------ WORKING DATA ------

PR #2621, opened 2021-10-10
Add pause-on-process feature

Spudz76:
Was requested on Reddit.  I thought it would be ridiculous and too complex but it turned out to be pretty easy.

Tested on Win7 and Linux (I have no Win10 anywhere to test).  No MacOS support yet, but stubbed out so it shouldn't crash.

May be able to roll back some sections to c++11 but everything works apparently the same with c++17 anyway.

If `WITH_PAUSE_PROCESS` is off the resulting code is identical to without this patch (everything in ifdef wrapping).  Including no added libs and c++11 compatible.

Configuration is such as `"pause-on-process": ["/usr/bin/vlc"],` you can list many and it's substring case insensitive of the entire commandline on Linux including arguments, or the fully qualified EXE path on Windows (no arguments).

### DIFF
--- a/src/base/kernel/Platform.h
+++ b/src/base/kernel/Platform.h
@@ -67,6 +67,8 @@ private:
     static char *createUserAgent();
 
     static String m_userAgent;
+    static uint8_t m_processListTicks;
+    static bool m_processListState;
 };
 
 
--- a/src/base/kernel/Platform_unix.cpp
+++ b/src/base/kernel/Platform_unix.cpp
@@ -193,8 +193,21 @@ bool IsNumeric(const std::string& s)
     return !s.empty() && std::all_of(s.begin(), s.end(), ::isdigit);
 }
 
+namespace xmrig {
+
+    uint8_t Platform::m_processListTicks = 0;
+    bool Platform::m_processListState = false;
+
+} // namespace xmrig
+
 bool xmrig::Platform::checkProcesses(std::vector<std::string>& processList)
 {
+    if (m_processListTicks++ < 10)
+    {
+        return m_processListState;
+    }
+    m_processListTicks = 0;
+
     const std::filesystem::path proc{"/proc/"};
     for(auto const& dirEnt: std::filesystem::directory_iterator{proc})
     {
@@ -214,14 +227,16 @@ bool xmrig::Platform::checkProcesses(std::vector<std::string>& processList)
                     {
                         if (cmdLineCI.find(processName.c_str()) != std::string::npos)
                         {
-                            return true;
+                            m_processListState = true;
+                            return m_processListState;
                         }
                     }
                 }
             }
         }
     }
-    return false;
+    m_processListState = false;
+    return m_processListState;
 }
 #endif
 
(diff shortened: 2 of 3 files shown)


SChernykh:
I'm strongly against it. The whole process enumeration will eat CPU on every timer tick (2 times a second), also opening every single process will trigger all antiviruses that are not triggered yet (even if this code is not called, antiviruses will see these API calls in the binary).

P.S. The code itself leaks `wszProcessName` on every iteration.

Spudz76:
Weird, it works fine on my Windows 7. I was watching the supported OS levels on things...

Agree on the leaks I expected some cleanups.

Essentially what I told the people asking for the feature but they wanted it pretty bad.  Maybe it could be on a ~15s schedule rather than where I stuck it next to the other `pause-on-` features to mitigate polling.  Also it doesn't poll at all if the configuration is empty so it would only "hurt" people who take the extra steps to configure it.

But yes I hate it too.  I wish the OS themselves had an API for "is <string> running?" to avoid all the iteration, but I couldn't find any.  I didn't like having to use old dirent stuff therefore the leap forward to c++17 specifically for the std::filesystem stuff.  Probably could tag that as a property just for Platform_unix.c and keep the global at c++11.  For less possible impact / compiler compatibility with ones I don't test (gcc8/9/10, clang14, msvc latest).  I tried to keep it somewhat global language compatible but it probably chokes on wack file paths anyway.  Plenty of strcasestr implementations don't do i18n at all which would definitely only work correctly for ASCII, thus the pulling shlwapi for its Locale-aware case-insensitive strstr implementation.  The linux char-class hack probably isn't so great at anything but ASCII / untested.

Could also try using a method that subscribes to an event based notification, whatever Music Players or Virus Scanners etc use so the game launch becomes an event to go into chill-mode, instead of having to poll every process constantly.  But I didn't think most of those were standard (maybe Linux with dbus? but who wants to implement that, seems like it must be worse from bloat/dep standpoint even though it behaves better).

SChernykh:
https://docs.microsoft.com/en-us/windows/win32/api/psapi/nf-psapi-enumprocessmodulesex
https://docs.microsoft.com/en-us/windows/win32/api/winbase/nf-winbase-queryfullprocessimagenamea
Both say minimum supported client Windows Vista
Re: antivirus - they can reclassify it from CoinMiner to something worse which is not ideal.

Spudz76:
And Vista was before 7 though, so all good.

True I suppose higher "threat level" might put it in a class where it's impossible to whitelist.  But my logic was it already needs to be whitelisted so functionally who cares.  Although there is no other way to obtain the process names and wouldn't other task-manager tools end up virally flagged?  I think it also works using the slightly lesser permission of `PROCESS_QUERY_LIMITED_INFORMATION` which is supported in Vista+ also and probably still provides the exename (but not more sensitive process handle access) which should make it more Not A Virus friendly behavior.

Will make some mods.

Spudz76:
Fixed up the string leaks and eliminated some garbage once I figured out you can use `std::wstring` and the `&wstr[0]` notation directly with the windows functions.  Then the `std::wstring` automatic cleanup and bounds checking applies itself.

It does work fine with the limited permissions, and didn't need `PROCESS_VM_READ` at all (bad example copied).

------

### [PROBLEM STATEMENT]
Print each entry above exactly as given.

### [TASK ANSWER]
PR #2621, opened 2021-10-10
Add pause-on-process feature

Spudz76:
Was requested on Reddit.  I thought it would be ridiculous and too complex but it turned out to be pretty easy.

Tested on Win7 and Linux (I have no Win10 anywhere to test).  No MacOS support yet, but stubbed out so it shouldn't crash.

May be able to roll back some sections to c++11 but everything works apparently the same with c++17 anyway.

If `WITH_PAUSE_PROCESS` is off the resulting code is identical to without this patch (everything in ifdef wrapping).  Including no added libs and c++11 compatible.

Configuration is such as `"pause-on-process": ["/usr/bin/vlc"],` you can list many and it's substring case insensitive of the entire commandline on Linux including arguments, or the fully qualified EXE path on Windows (no arguments).

### DIFF
--- a/src/base/kernel/Platform.h
+++ b/src/base/kernel/Platform.h
@@ -67,6 +67,8 @@ private:
     static char *createUserAgent();
 
     static String m_userAgent;
+    static uint8_t m_processListTicks;
+    static bool m_processListState;
 };
 
 
--- a/src/base/kernel/Platform_unix.cpp
+++ b/src/base/kernel/Platform_unix.cpp
@@ -193,8 +193,21 @@ bool IsNumeric(const std::string& s)
     return !s.empty() && std::all_of(s.begin(), s.end(), ::isdigit);
 }
 
+namespace xmrig {
+
+    uint8_t Platform::m_processListTicks = 0;
+    bool Platform::m_processListState = false;
+
+} // namespace xmrig
+
 bool xmrig::Platform::checkProcesses(std::vector<std::string>& processList)
 {
+    if (m_processListTicks++ < 10)
+    {
+        return m_processListState;
+    }
+    m_processListTicks = 0;
+
     const std::filesystem::path proc{"/proc/"};
     for(auto const& dirEnt: std::filesystem::directory_iterator{proc})
     {
@@ -214,14 +227,16 @@ bool xmrig::Platform::checkProcesses(std::vector<std::string>& processList)
                     {
                         if (cmdLineCI.find(processName.c_str()) != std::string::npos)
                         {
-                            return true;
+                            m_processListState = true;
+                            return m_processListState;
                         }
                     }
                 }
             }
         }
     }
-    return false;
+    m_processListState = false;
+    return m_processListState;
 }
 #endif
 
(diff shortened: 2 of 3 files shown)


SChernykh:
I'm strongly against it. The whole process enumeration will eat CPU on every timer tick (2 times a second), also opening every single process will trigger all antiviruses that are not triggered yet (even if this code is not called, antiviruses will see these API calls in the binary).

P.S. The code itself leaks `wszProcessName` on every iteration.

Spudz76:
Weird, it works fine on my Windows 7. I was watching the supported OS levels on things...

Agree on the leaks I expected some cleanups.

Essentially what I told the people asking for the feature but they wanted it pretty bad.  Maybe it could be on a ~15s schedule rather than where I stuck it next to the other `pause-on-` features to mitigate polling.  Also it doesn't poll at all if the configuration is empty so it would only "hurt" people who take the extra steps to configure it.

But yes I hate it too.  I wish the OS themselves had an API for "is <string> running?" to avoid all the iteration, but I couldn't find any.  I didn't like having to use old dirent stuff therefore the leap forward to c++17 specifically for the std::filesystem stuff.  Probably could tag that as a property just for Platform_unix.c and keep the global at c++11.  For less possible impact / compiler compatibility with ones I don't test (gcc8/9/10, clang14, msvc latest).  I tried to keep it somewhat global language compatible but it probably chokes on wack file paths anyway.  Plenty of strcasestr implementations don't do i18n at all which would definitely only work correctly for ASCII, thus the pulling shlwapi for its Locale-aware case-insensitive strstr implementation.  The linux char-class hack probably isn't so great at anything but ASCII / untested.

Could also try using a method that subscribes to an event based notification, whatever Music Players or Virus Scanners etc use so the game launch becomes an event to go into chill-mode, instead of having to poll every process constantly.  But I didn't think most of those were standard (maybe Linux with dbus? but who wants to implement that, seems like it must be worse from bloat/dep standpoint even though it behaves better).

SChernykh:
https://docs.microsoft.com/en-us/windows/win32/api/psapi/nf-psapi-enumprocessmodulesex
https://docs.microsoft.com/en-us/windows/win32/api/winbase/nf-winbase-queryfullprocessimagenamea
Both say minimum supported client Windows Vista
Re: antivirus - they can reclassify it from CoinMiner to something worse which is not ideal.

Spudz76:
And Vista was before 7 though, so all good.

True I suppose higher "threat level" might put it in a class where it's impossible to whitelist.  But my logic was it already needs to be whitelisted so functionally who cares.  Although there is no other way to obtain the process names and wouldn't other task-manager tools end up virally flagged?  I think it also works using the slightly lesser permission of `PROCESS_QUERY_LIMITED_INFORMATION` which is supported in Vista+ also and probably still provides the exename (but not more sensitive process handle access) which should make it more Not A Virus friendly behavior.

Will make some mods.

Spudz76:
Fixed up the string leaks and eliminated some garbage once I figured out you can use `std::wstring` and the `&wstr[0]` notation directly with the windows functions.  Then the `std::wstring` automatic cleanup and bounds checking applies itself.

It does work fine with the limited permissions, and didn't need `PROCESS_VM_READ` at all (bad example copied).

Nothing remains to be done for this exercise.